PyTritonAdapter API
model_navigator.api.pytriton.PyTritonAdapter
Provides model and configuration for PyTrtion deployment.
Initialize PyTritonAdapter.
Parameters:
-
package
(
Package
) –A package object to be searched for best possible model.
-
strategy
(
Optional[RuntimeSearchStrategy]
) –Strategy for finding the best model. Defaults to
MaxThroughputAndMinLatencyStrategy
Source code in model_navigator/api/pytriton.py
batching
property
Returns status of batching support by the runner.
Returns:
-
bool
–True if runner supports batching, False otherwise.
config
property
Returns config for pytriton.
Returns:
-
ModelConfig
–ModelConfig with configuration for PyTrtion bind method.
inputs
property
outputs
property
model_navigator.api.pytriton.ModelConfig
dataclass
Additional model configuration for running model through Triton Inference Server.
Parameters:
-
batching
(
bool
) –Flag to enable/disable batching for model.
-
max_batch_size
(
int
) –The maximal batch size that would be handled by model.
-
batcher
(
DynamicBatcher
) –Configuration of Dynamic Batching for the model.
-
response_cache
(
bool
) –Flag to enable/disable response cache for the model
model_navigator.api.pytriton.DynamicBatcher
dataclass
Dynamic batcher configuration.
More in Triton Inference Server documentation
Parameters:
-
max_queue_delay_microseconds
(
int
) –The maximum time, in microseconds, a request will be delayed in the scheduling queue to wait for additional requests for batching.
-
preferred_batch_size
(
Optional[list]
) –Preferred batch sizes for dynamic batching.
-
preserve_ordering
(
bool
) –Should the dynamic batcher preserve the ordering of responses to match the order of requests received by the scheduler.
-
priority_levels
(
int
) –The number of priority levels to be enabled for the model.
-
default_priority_level
(
int
) –The priority level used for requests that don't specify their priority.
-
default_queue_policy
(
Optional[QueuePolicy]
) –The default queue policy used for requests.
-
priority_queue_policy
(
Optional[Dict[int, QueuePolicy]]
) –Specify the queue policy for the priority level.

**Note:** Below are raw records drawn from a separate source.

PR #1668, opened 2021-07-12
Fix applyTo check for outputs in porter explain

### LINKED ISSUE #1667: `porter explain` not showing bundle outputs with applyTo array
## Describe the bug
`porter explain` doesn't appear to show bundle-level outputs that have `applyTo` sections

## To Reproduce
1. Choose a bundle with outputs that use `applyTo` (I used the `azure-terraform` bundle in the `examples` directory of this repo)
2. Run `porter explain` 
3. See that no outputs are listed even though the bundle lists 3 at the bundle-level:

```
 $ porter explain
Name: azure-terraform
Description: An example Porter Bundle using Terraform and Azure
Version: 1.1.0
Porter Version: v0.38.1

Credentials:
Name              Description   Required   Applies To
client_id                       true       All Actions
client_secret                   true       All Actions
subscription_id                 true       All Actions
tenant_id                       true       All Actions

Parameters:
Name                     Description   Type     Default            Required   Applies To
database-name                          string   porter-terraform   false      All Actions
location                               string   EastUS             false      All Actions
resource_group_name                    string   porter-terraform   false      All Actions
storage_account_name                   string   porterstorage      false      All Actions
storage_container_name                 string   portertf           false      All Actions
storage_rg                             string   porter-storage     false      All Actions

No outputs defined

No custom actions defined

No dependencies defined
``` 

## Expected behavior
I would expect the 3 bundle-level outputs to be listed (with the specific actions that they apply to as well), e.g.:

```
Outputs:
Name                          Description   Type     Applies To
cosmos-db-uri                               string   install,upgrade
eventhubs_connection_string                 string   install,upgrade
storage_account_key                         string   install
```

## Version

```
 $ porter version
porter v0.38.1 (3018b91c)
```

cc @squillace who spotted this one

carolynvs:
# What does this change
I have consolidated the logic for checking if a scoped item: parameter, credential or output, should be included in the output of explain to avoid errors when duplicating the logic for each one.

There was also a copy/paste of the appliesTo logic for ParameterDefinition (our def of a parameter in the porter manifest) that
I updated to implement Scoped so that we can hopefully avoid more problems with this type of check.

# What issue does it fix
Closes #1667

# Notes for the reviewer
N/A

# Checklist
- [x] Unit Tests
- [ ] Documentation
- [ ] Schema (porter.yaml)

### DIFF
--- a/pkg/manifest/manifest.go
+++ b/pkg/manifest/manifest.go
@@ -14,6 +14,7 @@ import (
 	"get.porter.sh/porter/pkg/yaml"
 	"github.com/Masterminds/semver/v3"
 	"github.com/cbroglie/mustache"
+	"github.com/cnabio/cnab-go/bundle"
 	"github.com/cnabio/cnab-go/bundle/definition"
 	"github.com/cnabio/cnab-go/claim"
 	"github.com/docker/distribution/reference"
@@ -309,6 +310,8 @@ func (pd *ParameterDefinitions) UnmarshalYAML(unmarshal func(interface{}) error)
 	return nil
 }
 
+var _ bundle.Scoped = &ParameterDefinition{}
+
 // ParameterDefinition defines a single parameter for a CNAB bundle
 type ParameterDefinition struct {
 	Name      string          `yaml:"name"`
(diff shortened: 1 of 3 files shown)


vdice (approved):
LGTM

PR #2949, opened 2023-10-23
Add feature to mount host volumes

### LINKED ISSUE #475: Support mounting volumes for install/uninstall commands
I have a use case in which I would like to bind-mount a file in the install process.
After exploring the codebase, it is not clear whether it is possible or not to define volumes/mount points in the porter.yml or in any other place.

Is this something left to mixins specification?

maniSbindra:
# What does this change
This change adds flag **--mount-host-volume** for commands like **porter install** and **porter uninstall**, which enables making a host file system folder available inside the running container, which executes the action.

For example the following commands makes the host's **$HOME/.hostfolder** folder available inside the bundle (as **read/write** mount) at **/home/nonroot/.hostfolder** .

```
porter install test-install --mount-host-volume "$HOME/.hostfolder:/home/nonroot/.hostfolder:rw"
```

Multiple folders may be mounted. Format for adding a mount is **\<host path\>:\<container path\>\[:\<option\>\]**. If option is **ro** or not provided or invalid, then file system is mounted as **read only**. If option is **rw** then file system is mounted as **read/write** inside the container

# What issue does it fix
Closes #475 

# Notes for the reviewer
This works with the docker driver. By default folders are mounted as read only.

# Checklist
- [X] Did you write tests?

# Reviewer Checklist


lbergnehr:
This is great! I would suggest, if it's not already there, to also enable mounting through the porter config. That way you vould set up mounts you always want, for example `~/.azure` when doing Azure CLI authentication. Would be even more seamless.

pkg/cnab/provider/docker_linux.go
```diff
@@ -47,3 +47,14 @@ func (r *Runtime) mountDockerSocket(cfg *container.Config, hostCfg *container.Ho
 	hostCfg.Mounts = append(hostCfg.Mounts, dockerSockMount)
 	return nil
 }
+
+func (r *Runtime) addVolumeMountToHostConfig(hostConfig *container.HostConfig, source string, target string, readOnly bool) error {
+	mount := mount.Mount{
+		Source:   source,
+		Target:   target,
+		Type:     "bind",
```
sgettys, line 55: Should this be volume instead of bind?

pkg/porter/lifecycle.go
```diff
@@ -92,6 +99,47 @@ func (o *BundleExecutionOptions) GetParameters() map[string]interface{} {
 	return o.finalParams
 }
 
+// Sets the final resolved set of host volumes to be made availabe to the bundle
+func (o *BundleExecutionOptions) GetHostVolumeMounts() []cnabprovider.HostVolumeMountSpec {
```
sgettys, line 103: Will this handle spaces in the windows directory structure?

pkg/cnab/provider/docker_linux.go
maniSbindra: I did try with volume, however then you cannot mount a target folder where the name of the folder starts with a dot, the error received is something like `cannot create container: Error response from daemon: create /abc/.xyz: "/Users/testuser/.xyx" includes invalid characters for a local volume name, only "[a-zA-Z0-9][a-zA-Z0-9_.-]" are allowed`

pkg/porter/lifecycle.go
maniSbindra: Yes it does work. I have now added a test for the same. Thanks

sgettys (approved):

PR #2953, opened 2023-11-09
Prevent panic on invalid configuration structure in exec mixin

### LINKED ISSUE #2946: (panic): exec mixin being passed string instead of a map causes panic
When using the exec mixin on a bundle the following: 
```
exec: echo hello world
```

Will cause a panic 
however

```
exec:
   command: '"echo hello world"'
```

Will not

We should not get to the point where the former will cause a panic and we should just error

HeavyBR:
# What does this change

Modified the `GetDescription()` method to check if the mixin has the correct structure before try to access their fields, with that we prevent panics on invalid mixins and we return a proper error.

# What issue does it fix

Closes #2946 

# Notes for the reviewer

I've started a discussion about this in the issue, but I don´t know if is correct to duplicate the error log as it is doing right now, we're logging in the error span and in the end of the cobra command.

# Checklist

- [X] Did you write tests?
- [X] If this is your first pull request, please add your name to the bottom of our [Contributors][contributors] list. Thank you for making Porter better! 🙇‍♀️

# Reviewer Checklist


schristoff (approved):

HeavyBR:
Hey @schristoff, seems that the integration tests are not passing, I've tried to found what is happening in the Azure Pipelines logs but I couldn't found, also tried to reproduce locally but nothing. Can you help me with that?

schristoff:
Looks like `TestUninstall_DeleteInstallation` failed but it looks like it did so in the Setup stage. Unsure if it is the changes here or in CI. 
If you'd like, I'd encourage you to quickly run the test and see if it fails locally, but I can also poke at it later today too ✨

HeavyBR:
I would't like to bother you with this but I've tried this test on my machine and I have to say "It works on my machine" 🤣 

I'll have to ask for your help again, maybe I'm not seeing something 😢

schristoff:
@HeavyBR  - very late, but you are right, it was CI and it did work on your machine. I'll get this merged soon.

model_navigator.api.pytriton.Tensor
dataclass
Model input and output definition for Triton deployment.
Parameters:
-
shape
(
tuple
) –Shape of the input/output tensor.
-
dtype
(
Union[np.dtype, Type[np.dtype], Type[object]]
) –Data type of the input/output tensor.
-
name
(
Optional[str]
) –Name of the input/output of model.
-
optional
(
Optional[bool]
) –Flag to mark if input is optional.
model_navigator.api.pytriton.QueuePolicy
dataclass
Model queue policy configuration.
More in Triton Inference Server documentation
Parameters:
-
timeout_action
(
TimeoutAction
) –The action applied to timed-out request.
-
default_timeout_microseconds
(
int
) –The default timeout for every request, in microseconds.
-
allow_timeout_override
(
bool
) –Whether individual request can override the default timeout value.
-
max_queue_size
(
int
) –The maximum queue size for holding requests.